Monday, July 28, 2014

The Moment That Has Passed

Jeff Bryant:

As I wrote on the blog site OpenLeft back in 2010, the Netroots Nation event seemed “generally in denial about issues of race and class that are at the heart of” problems in public schools. Instead, all the conversation was about “reform.” And teachers’ unions fought for attention on the agenda by addressing the worsening conditions for the nation’s public school teachers as a “labor issue.”

“Lots of lip service was paid to ‘saving teachers’ jobs,’” I recalled. But “not much of anything on the agenda addressed the destructive education policies of the Obama administration.”

News that Michelle Rhee, the public school chancellor in Washington, D.C. that year, had fired another 241 teachers was completely overlooked in any of the panels and speeches. Instead, as I reported, “As the news broke, an attendee I was having coffee with was absolutely gleeful. ‘There are too many bad teachers,’ she explained to me while coolly scrolling through the headlines on her Blackberry, ‘And they’re never made accountable for anything.’” Those around nodded in agreement.

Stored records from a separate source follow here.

PR #1976, opened 2022-12-18
lintian fixes, add triggers

morph027:
backport of

* https://github.com/root360/fpm/tree/1693_implement_triggered
* https://github.com/root360/fpm/tree/1575_fix_changelog_name
 
Signed-off-by: morph027 <stefan.heitmueller@gmx.com>

### DIFF
--- a/lib/fpm/command.rb
+++ b/lib/fpm/command.rb
@@ -213,6 +213,13 @@ class FPM::Command < Clamp::Command
     File.expand_path(val) # Get the full path to the script
   end # --before-upgrade
 
+  option "--triggered", "FILE",
+    "A script snippets to define and run package triggers, see\n" \
+    "https://wiki.debian.org/DpkgTriggers and\n" \
+    "https://stackoverflow.com/questions/15276535/dpkg-how-to-use-trigger\n" do |val|
+    File.expand_path(val) # Get the full path to the script
+  end # --triggered
+
   option "--template-scripts", :flag,
     "Allow scripts to be templated. This lets you use ERB to template your " \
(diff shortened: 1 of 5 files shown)


lib/fpm/command.rb
```diff
@@ -213,6 +213,13 @@ def help(*args)
     File.expand_path(val) # Get the full path to the script
   end # --before-upgrade
 
+  option "--triggered", "FILE",
```
jordansissel, line 216: Trying to figure out if this flag is best put in `package/deb.rb` instead of this file. Some questions to think about?
Are triggers common to multiple package systems? Or just Debian?

If they're common, is the implementation common-enough across multiple package systems? That is, would the same flag work for both Debian and rpm packages?

morph027: Hm, looks like rpm has something too: https://jfearn.fedorapeople.org/en-US/RPM/4/html/RPM_Guide/ch05s03.html

Not sure if it works the same way.

morph027:
@jordansissel i've moved the flag to a deb-specific flag.

morph027:
Hm, moving to `--deb-trigger` does not not work somehow. I'm not getting `script?(:triggered)` (evals to false all the time).

morph027:
is it missing in `SCRIPT_MAP`?

morph027:
Ah, got it working. Also added the fixes from https://github.com/jordansissel/fpm/pull/1620

plauche:
@morph027 @jordansissel I'm very interested in seeing the `deb-after-purge` fix from this PR land. Is there any remaining work that I can help with to get this over the line?

PR #1981, opened 2022-12-29
Replace deprecated {File,Dir}.exists? with {File,Dir}.exist?

NicholasBHubbard:
Ruby 3.2.0 was just released, and the deprecated methods `File.exists?` and `Dir.exists?` were completely removed. These methods are used in FPM, so FPM is currently broken under Ruby 3.2.0. Instead we are supposed to use the `File.exist?` and `Dir.exist?` methods. This PR replaces all occurrence of these deprecated methods with their preferred counterpart.

### DIFF
--- a/lib/fpm/command.rb
+++ b/lib/fpm/command.rb
@@ -298,7 +298,7 @@ class FPM::Command < Clamp::Command
       args << "."
     end
 
-    if !File.exists?(workdir)
+    if !File.exist?(workdir)
       logger.fatal("Given --workdir=#{workdir} is not a path that exists.")
       raise FPM::Package::InvalidArgument, "The given workdir '#{workdir}' does not exist."
     end
@@ -371,7 +371,7 @@ class FPM::Command < Clamp::Command
 
     # If --inputs was specified, read it as a file.
     if !inputs.nil?
-      if !File.exists?(inputs)
+      if !File.exist?(inputs)
         logger.fatal("File given for --inputs does not exist (#{inputs})")
         return 1
       end
@@ -386,7 +386,7 @@ class FPM::Command < Clamp::Command
     # If --exclude-file was specified, read it as a file and append to
     # the exclude pattern list.
     if !exclude_file.nil?
-      if !File.exists?(exclude_file)
+      if !File.exist?(exclude_file)
         logger.fatal("File given for --exclude-file does not exist (#{exclude_file})")
         return 1
       end
@@ -451,7 +451,7 @@ class FPM::Command < Clamp::Command
       # Skip scripts not set
       next if path.nil?
 
-      if !File.exists?(path)
+      if !File.exist?(path)
         logger.error("No such file (for #{scriptname.to_s}): #{path.inspect}")
         script_errors << path
       end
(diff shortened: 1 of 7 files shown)


jordansissel:
Thanks for the patch.
I’m still taking care of sick family and will be unavailable for an unknown amount of time.

ranjib:
Take care @jordansissel . Family is always first, 

for anywho is facing this with ruby upgrade,  update your gemfile like this
```
gem 'fpm', git: 'https://github.com/NicholasBHubbard/fpm.git', branch: 'replace-deprecated-methods'
```

and thank you @NicholasBHubbard for the patch.

romulasry:
gem 'fpm', git: 'https://github.com/NicholasBHubbard/fpm.git', branch: 'replace-deprecated-methods'
ERROR:  While executing gem ... (Gem::UnknownCommandError)
    Unknown command fpm,
	/usr/local/share/ruby/site_ruby/rubygems/command_manager.rb:204:in `find_command'
	/usr/local/share/ruby/site_ruby/rubygems/command_manager.rb:249:in `invoke_command'
	/usr/local/share/ruby/site_ruby/rubygems/command_manager.rb:191:in `process_args'
	/usr/local/share/ruby/site_ruby/rubygems/command_manager.rb:149:in `run'
	/usr/local/share/ruby/site_ruby/rubygems/gem_runner.rb:51:in `run'
	/usr/bin/gem:10:in `<main>'

romulasry:
It would be nice to push an update after this is in because it is broken on latest ruby.

jordansissel:
Fixing newer versions is good, but we gotta check if this breaks older versions. Picking my favorite ancient version of ruby to see how long ago these methods have existed, it appears that `File::exist?` and `Dir::exist?` have been in Ruby since at least Ruby 1.9.3. Citations:

* https://ruby-doc.org/core-1.9.3/Dir.html#method-c-exist-3F
* https://ruby-doc.org/core-1.9.3/File.html#method-c-exist-3F

I'm OK to replace the methods as proposed.

jordansissel:
Checking dependencies:
* pleaserun depends on mustache 0.99.8 which still invokes `File.exists?`
* clamp dependency is pinned to `~> 1.0.0` and v1.0.1 invokes `Dir.exists?`

jordansissel:
I haven't tried running the test suite yet, so I don't know if anything fails on Ruby 3.2.0 (fpm's GitHub Actions also doesn't use 3.2 at this time).

One option which might help without causing too much of a stir in fpm's dependencies: we could monkey patch File and Dir to add back these removed methods. It's possible to attend to these dependencies with upgrades, but we might find upgrading them causes older versions of ruby to fail, even very recent versions of ruby.

jordansissel:
reviewing dependencies further -- https://github.com/jordansissel/fpm/pull/1981#issuecomment-1411330564

* mustache invokes File.exists? in a method not used by fpm or pleaserun
* clamp invokes Dir.exists? in a development tool (guard) and doesn't affect fpm itself.

romulasry:
> I haven't tried running the test suite yet, so I don't know if anything fails on Ruby 3.2.0 (fpm's GitHub Actions also doesn't use 3.2 at this time).

Should be able to fix that here: https://github.com/jordansissel/fpm/blob/main/.github/workflows/ruby.yml

jordansissel:
v1.15.1 released with this patch

NicholasBHubbard:
Thanks Jordan!

ranjib:
Thank you Jordan. Much appreciated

Certainly no one of any prominence at the meeting pointed out the blatant unfairness of the Obama administration’s push to evaluate teachers on the basis of students’ scores on standardized tests. And during the conference’s education caucus, when National Education Association vice president Lilly Eskelsen warned of the rapidly expanding charter school industry that was spreading corporate influence and privatization of public schools, attendees defended “wonderful charter schools.”